一観客として、能楽の面白さの一端を伝えられれば、と思っています。 初めてご来訪の方は「はじめに・・・能狂言に寄せて」のカテゴリーをご一読下さい。これまで書いた鑑賞記の索引を載せています。

龍虎のつづき

ワキ一行のやり取りが終わると一声の囃子、前シテの出になります。
先にツレの男が立ち、あとから老人姿のシテが出てきます。装束付けを見ると、ツレは直面に無地熨斗目、ヨレの水衣となっているのですが、どうも小袖の上に着けているのは水衣ではなく側次のような感じです。後から出たシテの尉も、無地熨斗目にシケの水衣とあるのですが、こちらも小袖の上は側次のような感じで、頭には髻を包む頭巾のようなものも着けています。唐土の人物というのを強調した装束なのでしょうか。
シテは背に負い柴、右手に杖をついていますが、これらは装束付けの通りです。

さて橋掛りでの一セイの後、アシライで舞台に入りツレが正中、シテが常座に立ってシテのサシ。さらに二人での謡が続き「わびしき業を柴採りて かへる山路の苦しさよ かへる山路の苦しさよ」でシテ・ツレ立ち位置を入れ替えて、ツレが目付に進み、シテが正中に立ちます。

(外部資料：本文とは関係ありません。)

Issue #938, opened 2026-09-02
wsock32 proxy fails to locate R2Northstar/Northstar.dll and falls back to nonexistent root DLL


TB516:
### Description

Northstar 1.31.13 fails to launch because the wsock32 proxy looks for:

`<Titanfall2>\Northstar.dll`

but the DLL is actually installed at:

`<Titanfall2>\R2Northstar\Northstar.dll`

I reproduced this on Linux with Proton GE. A friend also reproduced the same issue on Windows, so it doesn't appear to be Proton-specific.

The error is:

> Northstar Wsock32 Proxy Error  
> Failed to load the Northstar.dll at "<Titanfall2>\Northstar.dll" (126):  
> Module not found.

### Steps to reproduce

1. Install Northstar 1.31.13 normally.
2. Launch Northstar.
3. The wsock32 proxy fails to find `Northstar.dll`.
4. Check the game directory:
   - `Northstar.dll` does not exist in the root.
   - `R2Northstar/Northstar.dll` does exist.

### Workaround

On Linux, I created a symlink:

```sh
ln -s R2Northstar/Northstar.dll Northstar.dll
```

Northstar launches normally after doing this.

This makes it look like the DLL itself is fine and the wsock32 proxy is falling back to the old root path instead of finding the DLL in the profile directory.

### Expected behavior

The proxy should load:

`R2Northstar/Northstar.dll`

without requiring a copy or symlink in the game root.

### Environment

- Northstar: 1.31.13
- Reproduced on:
  - Linux / Steam / Proton GE
  - Windows

I can test a build or provide additional logs if needed.

catornot:
cannot reproduce on linux

TB516:
I installed northstar with r2modman, and my friend who had it on windows also was using r2modman, so it might be the thunderstore version or something cause a third friend using the [viper flatpak](https://flathub.org/en/apps/com.github._0negal.Viper) had it working fine without needing the dll moved. All 3 of us were using a fresh titanfall install btw.

catornot:
oh yeah for r2modman it makes sense, tho I think they need to fix it on their side

TB516:
Ive worked on r2modman before so I can take a look at stuff there, but im not sure why it would be an error from Wsock32 then. Ill look over there and see if theres something weird going on with the file or if its not getting installed correctly or something then give an update.

TB516:
Seems like it is on r2modman's end, so ill go make a fix there!

[...]

PR #939, opened 2026-09-09
Fix loading Northstar from absolute profile paths

TB516:
This PR was created by GPT-6

An absolute `-profile` path was prefixed with the game directory, causing the launcher and wsock32 proxy to miss the profile's `Northstar.dll` and fall back to the game root. Use the existing `std::filesystem` path joining to preserve absolute profiles and resolve relative profiles against the game directory.

Related to #938.

### Code review:

The change is limited to path construction in both loaders. No new dependencies; the existing root-directory fallback is preserved.

### Testing:

- Full Release build passed using MSVC 2022 under Wine through Podman.
- Thomas confirmed the rebuilt proxy launches successfully under Proton with `-northstar -profile="Z:/var/mnt/Games/r2modman-mods/Titanfall2/profiles/Default/R2Northstar"`, without the root DLL symlink workaround.
- To reproduce, use a profile outside the game directory containing `Northstar.dll`, remove any root DLL workaround, and launch with `-northstar -profile="<absolute Windows profile path>"`. The console's `[*] Using:` line should point to the profile DLL. The standalone launcher uses the same fix but has not been runtime-tested.

r2modman also needs a separate Linux fix to supply a `Z:`-prefixed path under Proton. Full verification through a patched r2modman build is still pending.


TB516:
Im not able to test this on windows but can confirm that its good on linux through proton.

ASpoonPlaysGames (changes requested):
This is not what I expected when you said you'd be willing to make a PR.

I could be wrong but I'm fairly certain Northstar doesn't accept AI generated PRs

catornot:
> I could be wrong but I'm fairly certain Northstar doesn't accept AI generated PRs

nothing official but I personally would not merge ai generated stuff but in this case the change is so small I doubt it could be written differently

ASpoonPlaysGames:
Splitting hairs a bit but local variables shouldn't use pascal case

TB516:
I can go fix the casing in a few minutes sure.

Also ya I didn't see any policy on AI, so I threw codex at the issue and asked it to give me stuff to test. I figured since there was no policy it was fine so my bad there.

ASpoonPlaysGames:
> Also ya I didn't see any policy on AI

There's no official one, but most contributors are against AI in general

ASpoonPlaysGames (approved):
Despite this being AI generated, it's a very small change and like @catornot said there really isn't more than the one way to do this

LGTM

PR #940, opened 2026-09-17
fix lag

LightBlueCube:
only fully tested on NSCN, i assume its will work same on here

this patchs make sure server reads the lost user commands instead of just ignore it

https://github.com/user-attachments/assets/e0d77e87-cc27-4155-be20-3c1f088f3678

this is so dumb


LightBlueCube:
UPDATE: we may wanna set a higher default for `cl_cmdbackup` (maximum 7, bcz its storaged as 3bit)

this is for get better playable when sv<-cl pakloss

PR #48, opened 2020-08-31
parse_operator_metadata - recurse to find pkg path

nmars:
When running `parse-operator-metadata.yml`, the `operator_work_dir` extra-var is specified to indicate the directory where metadata files reside. The `find` module needs to recurse so as to discover the package file if the metadata is contained a sub directory of `operator_work_dir`.


nmars:
I am going to close this. Operator courier expects the package file to reside at the top level directory and not within a sub directory. So the playbook should fail in the same manner.

PR #49, opened 2020-09-15
Bugfix: Fix the false postive runs for parse-operator-metadata role

samvarankashyap:
$subject
This PR fixes the false postive runs for all the metadata-parsing.


dirgim (approved):
LGTM

PR #105, opened 2020-11-25
Add optional-operator-subscribe role into operator-test-playbooks

samvarankashyap:
Add optional-operator-subscribe role in operator-test-playbooks


roles/optional-operators-subscribe/templates/optional-operators-subscribe-commands.sh
```diff
@@ -0,0 +1,176 @@
+#!/bin/bash
```
lslebodn, line 1: I assume this file is almost the same as in project.
Can we add a comment with reference to the source?
Just in case sb would like to keep them in sync.

dirgim (approved):
LGTM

ワキの問いかけ、山人に尋ねたいことがあると声をかけます。
シテはワキを見て見慣れぬ姿と言い、入唐の沙門であろうと推量します。ワキは、よく分かりましたねと答え、仏法流布の古跡を尋ねてこれより渡天しようと思う旨を述べます。シテ、ワキの問答が続き、地謡の上歌「星の國にと行く雲の」の一句の打切でツレが笛座前に進んで着座、シテは「こころせよ胸の月」と目付にやや向きを換えてから正面に戻し、さらに「よその光を」とワキと向き合います。
さらに左から回って常座に向かい「見るを尋ぬるはかなさよ」と正向いて左右と出、三足下がって静かに立ちます。

ワキの詞。このやり取りを面白いと評した後、向こうに見える竹林に雲が凄まじく風落ちて、気疎き景色なのはいったいどうしたことか、と問いかけます。
シテはこれに答えて、あの竹林の岩洞は虎の住処で、向かいに見える高山より雲が覆って、龍虎の戦いがあるのだと言います。

ワキは驚き「さては不思議や まのあたり 龍虎の戦ふ有様を 今見ることの不思議さよ」と謡います。